Simple center of mass question - Thanks

[nukeman]

Homework Statement

Hey all. Below is the question and picture related to it.

"Three uniform metre sticks each of mass M are attached together as follows: Stick 1 lies along the y-axis from y = 0 to y = 1.0m. Stick 2 lies along the x-axis from x = 0 to x = 1.0m. Stick 3 makes an angle of 60 degrees with the y axis. Find the x and Y coordinates of the centre of mass of the system of three metre sticks, and marks its approximate location on the diagram of the three sticks."


----Sorry, its kinda upside down :)

Homework Equations

The Attempt at a Solution

I am really confused with this one.

Maybe let's start with the X

The formula I know is: Xcm = m1x1 + m2x2 + m3x3 / m1+m2+m3

But how do I input into this formula... ??

 

[ehild]

Replace every metre stick with a point mass of M at its own centre of mass.

ehild

 

[nukeman]

How do I find each metre sticks own center of mass??

 

[gordonj005]

assuming each stick is of uniform density, it will be in the physical center of the stick.

$x_{c} = \frac{\sum_{i = 1}^{N} m_{i} x_{i}}{\sum_{i = 1}^{N} m_{i}}$

$y_{c} = \frac{\sum_{i = 1}^{N} m_{i} y_{i}}{\sum_{i = 1}^{N} m_{i}}$

these describe the center of mass, but assuming it is uniform, the masses are taken out and you are left with just the physical center:

$x_{c} = \frac{\sum_{i=1}^{N} x_{i}}{N}$

$y_{c} = \frac{\sum_{i=1}^{N} y_{i}}{N}$

now plug that into the same equation for all three sticks:

$x_{cm} = \frac{x_{cm1} + x_{cm2} + x_{sm3}}{3}$

$y_{cm} = \frac{y_{cm1} + y_{cm2} + y_{sm3}}{3}$

 

[nukeman]

assuming each stick is of uniform density, it will be in the physical center of the stick.

$x_{c} = \frac{\sum_{i = 1}^{N} m_{i} x_{i}}{\sum_{i = 1}^{N} m_{i}}$

$y_{c} = \frac{\sum_{i = 1}^{N} m_{i} y_{i}}{\sum_{i = 1}^{N} m_{i}}$

these describe the center of mass, but assuming it is uniform, the masses are taken out and you are left with just the physical center:

$x_{c} = \frac{\sum_{i=1}^{N} x_{i}}{N}$

$y_{c} = \frac{\sum_{i=1}^{N} y_{i}}{N}$

now plug that into the same equation for all three sticks:

$x_{cm} = \frac{x_{cm1} + x_{cm2} + x_{sm3}}{3}$

$y_{cm} = \frac{y_{cm1} + y_{cm2} + y_{sm3}}{3}$

What about the stick at the 60 degree angle?

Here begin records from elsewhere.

PR #1757, opened 2018-04-20
Add password reset wrappers (#1699).

### LINKED ISSUE #1699: Add wrappers for new password provider methods
We’ve added a few additional methods in ROS that allow people to implement password reset and email confirmation flows.
While these are simple HTTP API, it’d be nice to create wrappers for them. All of these rely on the idea that the
username/password provider is actually used as email/password (which we probably have to highlight in the method docs).

The url for all actions is: `POST https://server-url/auth/password/updateAccount`.

The body looks like:

```js
{
    "provider_id":"user's email - for some actions it's optional",
    "data": {
        "action":"%ACTION%",
        // Other fields that depend on action
    }
}
```

All return an empty response and will not provide indication if the user doesn't exist, but will return errors if
some of the parameters are invalid.

1. Request password reset: a reset password email is sent to the user's email with some opaque token.
    - `provider_id` is **required**
    - `action` is `reset_password`
    - **No** other fields in `data`
2. Confirm password reset: after obtaining the token from the email, the user can complete the password reset flow.
By default, ROS will send an email that will redirect to `http://ros-url/some-page?token=%TOKEN%` where a generic
UI will be shown to complete the password reset. However, it's possible to override this URL and e.g. change it to
`myapp://reset-password/%TOKEN%` so that it's handled by the app itself. It's the developer's responsibility to obtain
the token if they want to complete the reset flow within the app.
    - `provider_id` should not be provided
    - `action` is `complete_reset`
    - `data` contains the following additional fields:
        - `token`: the token sent to the user's email address.
        - `new_password`: the new password of the user.
3. Initiate email confirmation: for a lot of use cases, people may want to know that the user has confirmed their email
before allowing them to take certain actions in the app. An email will be sent to the user's email address with an opaque token.
    - `provider_id` is **required**
    - `action` is `request_email_confirmation`
    - **No** other fields in `data`
4. Confirm email: similarly to the password reset flow, the user obtains the token from the email somehow any must pass
it to the server. By default, we'll redirect to a generic page hosted in ROS.
    - `provider_id` should not be provided
    - `action` is `confirm_email`
    - `data` contains the following additional fields:
        - `token`: the token sent to the user's email address.
    - **Note**: After the email is confirmed, the json response after logging in with username/password will contain `isEmailConfirmed` field set to `true`. We should probably surface that on the `User` object.

Implementation/testing notes: This depends on https://github.com/realm/realm-object-server-private/pull/920 being merged and released.

nhachicha:
## What, How & Why?

This closes #1699

* [x] jsdoc files updated

### DIFF
--- a/docs/sync.js
+++ b/docs/sync.js
@@ -271,6 +271,54 @@ class User {
     static register(server, username, password, callback) {}
 
     /**
+     * Request a password reset email to be sent to a user's email.
+     * This will not throw an exception, even if the email doesn't belong to a Realm Object Server user.
+     * 
+     * This can only be used for users who authenticated with the 'password' provider, and passed a valid email address as a username.
+     * 
+     * @param {string} server - authentication server
+     * @param {string} email - The email that corresponds to the user's username.
+     * @return {Promise<void>} A promise which is resolved when the request has been sent.
+     */
+    static requestPasswordReset(server, email) {}
+    
+    /**
+     * Complete the password reset flow by using the reset token sent to the user's email as a one-time authorization token to change the password.
+     * 
+     * By default, the link that will be sent to the user's email will redirect to a webpage where, they can enter their new password.
+     * If you wish to provide a native UX, you may wish to modify the url to use deep linking to open the app, extract the token,
+     * and navigate to a view that allows them to change their password within the app.
+     * 
+     * @param {string} server - authentication server
+     * @param {string} reset_token - The token that was sent to the user's email address.
+     * @param {string} new_passwd - The user's new password.
+     * @return {Promise<void>} A promise which is resolved when the request has been sent.
+     */
+    static completePasswordReset(server, reset_token, new_passwd) {}
+
+    /**
+     * Request an email confirmation email to be sent to a user's email.
+     * This will not throw an exception, even if the email doesn't belong to a Realm Object Server user.
+     * 
+     * @param {string} server - authentication server
+     * @param {string} email - The email that corresponds to the user's username.
+     * @return {Promise<void>} A promise which is resolved when the request has been sent.
+     */
+    static requestEmailConfirmation(server, email) {}
+    
+    /**
+     * Complete the password reset flow by using the confirmation token sent to the user's email as a one-time authorization token to confirm their email.
+     * 
+     * By default, the link that will be sent to the user's email will redirect to a webpage where they'll see a generic "Thank you for confirming" text.
+     * If you wish to provide a native UX, you may wish to modify the url to use deep linking to open the app, extract the token, and inform them that their email has been confirmed.
+     * 
+     * @param {string} server - authentication server
+     * @param {string} confirmation_token - The token that was sent to the user's email address.
+     * @return {Promise<void>} A promise which is resolved when the request has been sent.
+     */
+    static confirmEmail(server, confirmation_token) {}
+
+    /**
      * Create an admin user for the given authentication server with an existing token
      * @param {string} adminToken - existing admin token
      * @param {string} server - authentication server
--- a/lib/index.d.ts
+++ b/lib/index.d.ts
@@ -296,6 +296,14 @@ declare namespace Realm.Sync {
         static registerWithProvider(server: string, options: { provider: string, providerToken: string, userInfo: any }, callback: (error: Error | null, user: User | null) => void): void;
         static registerWithProvider(server: string, options: { provider: string, providerToken: string, userInfo: any }): Promise<Realm.Sync.User>;
 
+        static requestPasswordReset(server: string, email: string): Promise<Void>;
+
+        static completePasswordReset(server:string, reset_token:string, new_passwd:string): Promise<Void>;
+        
+        static requestEmailConfirmation(server:string, email:string): Promise<Void>;
+
+        static confirmEmail(server:string, confirmation_token:string): Promise<Void>;
+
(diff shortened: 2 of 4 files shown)


nhachicha:
cc @nirinchev

nhachicha:
@kneth
Unfortunately, we can not write integration tests, since we can not instrument the ROS instance to send/extract the tokens. However, I tested the endpoints locally, using a ROS server pre-configured to send emails to `ethereal.email` to capture tokens then manually use the various token to complete email confirmation or reset.

You can also use a cloud instance which has the SMPT configured

lib/user-methods.js
```diff
@@ -275,6 +275,32 @@ function _authenticate(userConstructor, server, json, callback) {
...
+function _updateAccount(userConstructor, server, json) {
+    const url = append_url(server, 'auth/password/updateAccount');
+    const options = {
+        method: 'POST',
+        body: JSON.stringify(json),
+        headers: postHeaders,
+        open_timeout: 5000
+    };
+
+    const promise = performFetch(url, options)
```
nirinchev: No need to assign a new local for that - you can simply return.

lib/user-methods.js
```diff
@@ -275,6 +275,32 @@ function _authenticate(userConstructor, server, json, callback) {
...
+        .then((response) => {
+            const contentType = response.headers.get('Content-Type');
+            if (contentType.indexOf('application/json') === -1) {
+                return response.text().then((body) => {
+                    throw new AuthError({
```
nirinchev: Why are you throwing in this branch, but returning a rejected promise in the other?

lib/user-methods.js
```diff
@@ -275,6 +275,32 @@ function _authenticate(userConstructor, server, json, callback) {
...
+                        title: `Could not update user account: Realm Object Server didn't respond with valid JSON`,
+                        body,
+                    });
+                });
+            } else if (!response.ok) {
```
nirinchev: The `else` is redundant here as there is a `return` in the previous `if` statement.

lib/index.d.ts
```diff
@@ -296,6 +296,14 @@ declare namespace Realm.Sync {
         static registerWithProvider(server: string, options: { provider: string, providerToken: string, userInfo: any }, callback: (error: Error | null, user: User | null) => void): void;
         static registerWithProvider(server: string, options: { provider: string, providerToken: string, userInfo: any }): Promise<Realm.Sync.User>;
 
+        static requestPasswordReset(server: string, email: string): Promise<Void>;
+
+        static completePasswordReset(server:string, reset_token:string, new_passwd:string): Promise<Void>;
```
nirinchev: Why `new_passwd`? It's not hard to guess what it means, but still, don't see much value in saving two characters. Also, it's inconsistent with other methods that have `password` spelled out correctly.

lib/user-methods.js
nhachicha: hmm, I tried to follow the same logic as in https://github.com/realm/realm-js/blob/d0b0adabc92bc9da2da9d881a5d099a8ec4596ce/lib/user-methods.js#L243

lib/user-methods.js
nhachicha: ditto

lib/user-methods.js
nirinchev: In `_authenticate`, the promise is assigned to a local because there may be a callback that needs to get invoked. In the current case, there's no such thing, so there's no point to assign it just to return it on the next line :)

docs/sync.js
```diff
@@ -270,6 +270,54 @@ class User {
...
+     * @param {string} email - The email that corresponds to the user's username.
+     * @return {Promise<void>} A promise which is resolved when the request has been sent.
+     */
+    static requestPasswordReset(server, email) {}
+    
+    /**
+     * Complete the password reset flow by using the reset token sent to the user's email as a one-time authorization token to change the password.
+     * 
+     * By default, the link that will be sent to the user's email will redirect to a webpage where, they can enter their new password.
+     * If you wish to provide a native UX, you may wish to modify the url to use deep linking to open the app, extract the token,
```
tgoyne: How? There's no parameter here that allows customizing the url so I'm guessing it's configured somewhere else, and this should say where that somewhere else it.

docs/sync.js
```diff
@@ -270,6 +270,54 @@ class User {
...
+     * This will not throw an exception, even if the email doesn't belong to a Realm Object Server user.
+     * 
+     * @param {string} server - authentication server
+     * @param {string} email - The email that corresponds to the user's username.
+     * @return {Promise<void>} A promise which is resolved when the request has been sent.
+     */
+    static requestEmailConfirmation(server, email) {}
+    
+    /**
+     * Complete the password reset flow by using the confirmation token sent to the user's email as a one-time authorization token to confirm their email.
```
tgoyne: I think the first half of this sentence is wrong?

lib/user-methods.js
```diff
@@ -379,6 +405,53 @@ const staticMethods = {
...
+
+            return _updateAccount(this, server, json);
+        },
+
+        requestEmailConfirmation(server, email) {
+            checkTypes(arguments, ['string', 'string']);
+            const json = {                
+                data: { 
+                    action: 'request_email_confirmation',
+                    provider_id: email
```
tgoyne: I think this field is outside `data`?

nhachicha: Yes good catch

Im actually having trouble with plugging the right info into the formula, let's say for X - what would let's say "Xcm1" be?

 

[gordonj005]

You can resolve the center of mass of the angled stick into its components using trig ratios.

$x = \frac{1}{2} \cos (\frac{\pi}{6})$

$y = \frac{1}{2} \sin (\frac{\pi}{6})$

and then proceed from there.

by $x_{cm1}$ i mean the x component of the center of mass for stick one.

 

[nukeman]

is Xcm1 = .5 m?

 

[gordonj005]

is Xcm1 = .5 m?

well that depends on what you choose to be your first stick. if you're talking about the bottom one then you'd be correct

 

[nukeman]

Ahhg, I am not getting this. :(

Thanks for trying tho

 

[gordonj005]

keep at it, just try to understand what the formulas are saying.

keep trying, but you can check it against this:

Spoiler

$x_{cm} = \frac{0 + \frac{1}{2}\cos(\frac{\pi}{6}) + 0.5}{3}$

$y_{cm} = \frac{0.5 + \frac{1}{2}\sin(\frac{\pi}{6}) + 0}{3}$

 

[nukeman]

Gordon or anyone, here is what I got. Can you tell me if the answer I got to this question is correct, including image (posted below)

(.333 i + .168 j) m

Image of where centre of mass roughly would be?

 

[nukeman]

Can anyone confirm this for me please ? :)

 

[gordonj005]

Two words my friend, radian mode.

 

[nukeman]

dammit :)

How about now:

0.31i, 0.25j

Is that correct?

 

[gordonj005]

yup, now i'd suggest going over the problem again or making up your own problem simmilar to this one to practice.